**Exercise aim:** Count up the lines in the listing below that hold "summary", and answer with the total alone.

**The records:**
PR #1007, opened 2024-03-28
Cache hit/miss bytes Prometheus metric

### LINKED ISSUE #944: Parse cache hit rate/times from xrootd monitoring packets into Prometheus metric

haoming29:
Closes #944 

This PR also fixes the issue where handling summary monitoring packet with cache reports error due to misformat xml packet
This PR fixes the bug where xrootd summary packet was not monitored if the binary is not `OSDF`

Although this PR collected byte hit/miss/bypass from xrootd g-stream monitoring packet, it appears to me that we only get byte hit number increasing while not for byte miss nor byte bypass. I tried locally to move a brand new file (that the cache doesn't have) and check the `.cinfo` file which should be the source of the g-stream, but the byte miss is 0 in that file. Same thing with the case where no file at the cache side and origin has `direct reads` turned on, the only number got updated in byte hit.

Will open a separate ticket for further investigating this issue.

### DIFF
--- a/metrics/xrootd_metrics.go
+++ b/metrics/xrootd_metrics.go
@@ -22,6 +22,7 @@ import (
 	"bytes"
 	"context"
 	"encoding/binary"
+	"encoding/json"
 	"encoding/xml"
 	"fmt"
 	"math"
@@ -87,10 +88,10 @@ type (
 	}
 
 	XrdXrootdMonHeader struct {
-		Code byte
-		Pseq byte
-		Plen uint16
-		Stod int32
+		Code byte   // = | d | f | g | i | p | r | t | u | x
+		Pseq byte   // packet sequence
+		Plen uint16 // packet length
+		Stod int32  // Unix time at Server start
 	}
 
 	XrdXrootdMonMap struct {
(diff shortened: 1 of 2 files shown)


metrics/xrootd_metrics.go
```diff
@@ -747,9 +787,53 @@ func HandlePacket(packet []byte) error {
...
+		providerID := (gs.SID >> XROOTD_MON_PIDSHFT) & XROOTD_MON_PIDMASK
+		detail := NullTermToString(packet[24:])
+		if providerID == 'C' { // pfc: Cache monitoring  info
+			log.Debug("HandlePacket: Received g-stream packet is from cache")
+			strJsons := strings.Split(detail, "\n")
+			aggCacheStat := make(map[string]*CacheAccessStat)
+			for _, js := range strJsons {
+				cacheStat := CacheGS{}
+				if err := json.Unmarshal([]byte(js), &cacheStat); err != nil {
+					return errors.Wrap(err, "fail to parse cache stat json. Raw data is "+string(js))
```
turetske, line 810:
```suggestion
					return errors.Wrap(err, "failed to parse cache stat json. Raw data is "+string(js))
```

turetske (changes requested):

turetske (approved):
==
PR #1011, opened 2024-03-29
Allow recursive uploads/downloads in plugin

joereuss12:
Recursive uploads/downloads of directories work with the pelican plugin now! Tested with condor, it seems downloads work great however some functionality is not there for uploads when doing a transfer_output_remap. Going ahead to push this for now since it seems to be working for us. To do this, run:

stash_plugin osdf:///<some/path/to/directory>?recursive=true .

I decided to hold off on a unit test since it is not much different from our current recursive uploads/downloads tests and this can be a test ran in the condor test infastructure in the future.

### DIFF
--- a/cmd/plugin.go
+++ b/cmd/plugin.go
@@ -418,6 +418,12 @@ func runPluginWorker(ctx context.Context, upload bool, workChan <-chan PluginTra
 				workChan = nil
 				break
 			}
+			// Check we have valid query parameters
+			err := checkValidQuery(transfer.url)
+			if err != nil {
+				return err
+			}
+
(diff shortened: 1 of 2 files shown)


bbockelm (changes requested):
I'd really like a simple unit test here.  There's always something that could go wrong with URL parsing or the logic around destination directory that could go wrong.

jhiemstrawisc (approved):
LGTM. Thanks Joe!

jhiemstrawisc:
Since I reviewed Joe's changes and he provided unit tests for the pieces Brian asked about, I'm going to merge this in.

**Solution for this problem:** 2